Na vinculação de dependência, parece que o celular é o objeto que representa o lugar para onde é deslocado o medo, mas a pessoa não é dependente do celular, e sim da situação de ter que se comunicar, precisar estar conectado, mas conectado com o que ou com quem? No caso, a nomofobia é o medo de se conectar ou de estar desconectado?

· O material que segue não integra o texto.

PR #350, opened 2021-03-25
Bump VERSION by a patch

mcab:
- [X] Run `make build`
- [X] Run `make generate`

Wasn't expecting `go-bindata` to do this, but, it happened.


taylor-sutton (approved):

ghirsch1 (approved):
if you don't care about this dependency I think fine not to add it (maybe I'm misunderstanding)

but seems fine 👍

mcab:
> if you don't care about this dependency I think fine not to add it (maybe I'm misunderstanding)
> 
> but seems fine 👍

Just ran `make build`, `make generate`, and it appeared.

I have no idea why it appeared, which is frustrating. :(

ghirsch1:
looks like it's pulling in github.com/tmthrgd/go-bindata instead of github.com/kevinburke/go-bindata 🤷

mcab:
From private convos, I had an older version of `go-bindata` referenced in my path. 🤦

I can at least make a patch to remove the older dependency, and make it explicitly reference `./bin/go-bindata`. :loading:

PR #352, opened 2021-03-25
Fix engineer building mistake

mcab:
- [X] Run `make build`
- [X] Run `make generate`


mcab:
I'm assuming that `Makefile` pointing `PATH` to `$(pwd)/bin:$PATH` accounts for any Makefile invocation.

Makefile
```diff
@@ -73,7 +73,7 @@ release:
 
 install_deps:
 	go mod vendor
-	go build -o bin/go-bindata ./vendor/github.com/kevinburke/go-bindata/go-bindata
-	go build -o bin/mockgen    ./vendor/github.com/golang/mock/mockgen
+	go build -o ./bin/go-bindata ./vendor/github.com/kevinburke/go-bindata/go-bindata
```
taylor-sutton, line 76: Is this a functional difference? Or I'm wondering if in the previous PR, you may not have ran `make install_deps`, and as a result, there was no `./bin/go-bindata` to use, so that even though the `//go:generate` lines DID search `./bin` first, they found nothing and used system `go-bindata` instead.

If that's right, the real difference would be to modify these
https://github.com/Clever/wag/blob/master/hardcoded/gen.go#L3
https://github.com/Clever/wag/blob/master/server/gendb/gendb.go#L18

to `./bin/go-bindata` or similar

rgarcia: I'd prefer not changing go:generate directives to use relative paths since the convention right now is to avoid this and rely on the binary existing in the Makefile PATH

mcab: > Is this a functional difference? Or I'm wondering if in the previous PR, you may not have ran `make install_deps`, and as a result, there was no `./bin/go-bindata` to use, so that even though the `//go:generate` lines DID search `./bin` first, they found nothing and used system `go-bindata` instead.

🤦‍♂️ Oooh, good call.

I'm kind of hesitant to scope all the `go:generate` lines to `./bin/...`, but it does make sense.

taylor-sutton: Perhaps one play is to make two new `Make` targets (one each for `bin/mockgen` and `bin/go-bindata`), have them depend on `install_deps`, and have `make generate` depend on the `bin/*` targets?

mcab: Pretty sure I had very old `/bin` files too, so explicitly checking if `bin/` or `vendor/` exists (to ensure `make install_deps` was run) is also a false sense of confidence.

I'll revert the explicit changes to Makefile and just rebuild in place.

taylor-sutton: (Or perhaps, leaving things as they are but be more diligent catching this in PR review)

mcab: Should be reverted to as before, just removing the accidental changes introduced with 6.4.3.

taylor-sutton (approved):

PR #356, opened 2021-04-15
Binary can be empty

tnsardesai:
Overview:

In https://github.com/Clever/catapult/pull/1374 we want to optionally send a binary file. Today `input.File` is always set to 
`(*models.GradeFile)(&r.Body)` so even if body is empty the File has non-nil `io.ReadCloser`. 

- [x] Run `make build`
- [x] Run `make generate`


samples/gen-go-blog/server/handlers.go
```diff
@@ -160,7 +160,15 @@ func newPostGradeFileForStudentInput(r *http.Request) (*models.PostGradeFileForS
 		input.StudentID = studentIDTmp
 	}
 
-	input.File = (*models.GradeFile)(&r.Body)
+	data, err := ioutil.ReadAll(r.Body)
```
taylor-sutton, line 163: My understanding is that once you call `ReadAll` on `r.Body`, the reader will be exhausted (you can only read it once). So that if even if you store a reference to `r.Body` later on, future `Read` calls will not return anything. 

What is the issue that you're trying to solve here? Is it panicking on the attempted cast? If so, maybe you could try something like
```
gradeFile, ok := (*models.GradeFile)(&r.Body)
if ok {
  input.File = gradeFile
} else {
  input.File = nil
}
```

tnsardesai: you are right. I tested the empty case but not the case where body has some content.

The problem I have is that even if r.Body is empty we are setting `input.File = (*models.GradeFile)(&r.Body)`. As input.File is set to a non-nil value we cant simply do
```
input.File == nil {
 ...
}
```
example use case is [here](https://github.com/Clever/catapult/pull/1374/files#diff-dce67a4c0d3992fa8283dcc21324d69a58e3af9d56c5e82b4de6d580eb4e1771R41-R53)

I thought it made sense to not set this field if body is empty but looks like that is not the pattern we want follow. I can close the PR and use the workaround of reading the field in the app and checking if its empty. 

Ty for catching this

PR #358, opened 2021-04-16
Unpin deps

taylor-sutton:
**This is not asking to merge into master, it is merging into the newly-created wag-7.0-dev branch**. `wag-7.0-dev` is currently [even with master](https://github.com/Clever/wag/tree/wag-7.0-dev)

This is the beginnings of work on v7. This branch is entirely focused on 
- Upgrading dependencies, even if it causes some breakage in `wag`
- Making sure we can build on `go1.16`, and then dropping support for any lower Go versions at the same time.

There's both a lot and not a lot going on in this PR. There are tons of teeny changes to the entirety of the `samples/` directory. But only a small number of manual changes. You can look over the whole diff first ignoring the `samples/`, then spot-checking some `samples`, or you can go commit-by-commit, most commits are just small tweaks and there are a lot of them which serve as logical checkpoints. 

Things I want to call out as particularly important about the manual parts:
- As part of the setup, I'm trying to start spinning up pre-release releases in `.circleci/config.yml` and `VERSION`.

Things that seem particularly important about how `wag` codegen is changing:
- The naming of the Go struct field has changed with regards to capitalization in some cases. For example, I've see that a field named `oncallSlackChannels` in swagger used to become `OncallSLACKChannels` and now becomes `OncallSlackChannels` - this seems to have been a bugfix regarding the initialism `SLA`; fields such as `podIDs` in swagger used to become `PodIds` but now become `PodIDs`; lastly I've seen that a field named `$ne` used to become `NrDollarNe` but now becomes `DollarNe`. The `json` struct tags are the same as they used to be, but this creates a minor breaking change such that 
  1. A server-user of `wag` may need to modify their code to use their the new names
  2. A client-user of `wag` may need to do the same, however because the struct tags are the same, this is only required when pulling in the new version of the client.
- There are some additional `omitempty` tags being added. See below for more details.

Before merging this into `master` as an actual `7.0` release, I plan to write up docs on these and how to preserve existing behavior. For now, I think getting some reps with this is the best way to understand it.

Todo:
- [X] Run `make build`
- [X] Run `make generate`


VERSION
```diff
@@ -1,33 +1,6 @@
-v6.4.4
```
tnsardesai, line 1: Any reason why you had to remove all of these? When we migrated ark to `v3.0.0` we still had the previous release infos. 

If this is temporary add a TODO to re-add versions before release

tnsardesai (approved):
🚢

VERSION
taylor-sutton: I did it because I wanted clean release notes (VERSION is used as the release notes at https://github.com/Clever/wag/releases); I'll add the older versions back under an "Older Versions" header.

PR #375, opened 2021-07-18
Fix client only tracing

tnsardesai:
When I was upgrading `catalog-sync-service` to wag v7 I noticed that client files for the cortex.yaml were updated to include references to tracing.go but that file wasn't generated. This was happening because we were generating tracing files only if we we generating server files.

To reproduce the issue on master
- delete all `gen-*` folders in `samples`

A pessoa tem o desejo de manter o celular sempre disponível, em seguida fica muito preocupada com o nível da carga da bateria, se tem ou não o carregador, se tem o sinal do wi-fi aberto e acessível. Outro aspecto é quando ela começa a sentir que está recebendo mensagens, pensa que curtiram algo dela ou postaram algo e precisa verificar consecutivamente as mensagens. No entanto, ocorre que, muitas vezes, não são mensagens para a pessoa, é uma alucinação tátil conhecida como vibração fantasma.

A síndrome da vibração fantasma é uma fortíssima evidência de como a tecnologia invadiu a psiquê humana. Os dispositivos tecnológicos deixam de ser apenas objetos externos que acessamos quando precisamos e passam, pouco a pouco, a ser quase que literalmente parte de nosso corpo, como uma simbiose.

A nomofobia pode ser considerada uma neurose atual. Pode-se entender como neurose o resultado de nossas experiências. Sejam elas vivências, traumas ou recalques, conforme pontua a psicanálise.

A teoria do trauma […] admitia que as manifestações neuróticas seriam decorrentes de um trauma psíquico sofrido na infância provocado por um acontecimento em face do qual o indivíduo não teria tido condições de realizar a ab-reação. […] O indivíduo empreende uma defesa patológica ou patogênica (GARCIA-ROZA, 2011, p. 152).

A proposta é pensar a nomofobia a partir de uma estrutura fóbica que pode variar de uma pessoa para outra, desde a mais simples, contornável, até a mais difícil possibilidade por ser paralisante devido ao nível de ansiedade elevado (ZIMERMAN, 2004). Na fobia, existe uma angústia vinculada à presença de objetos, locais, cenas específicas, etc. A evitação é a condição para que a angústia desapareça.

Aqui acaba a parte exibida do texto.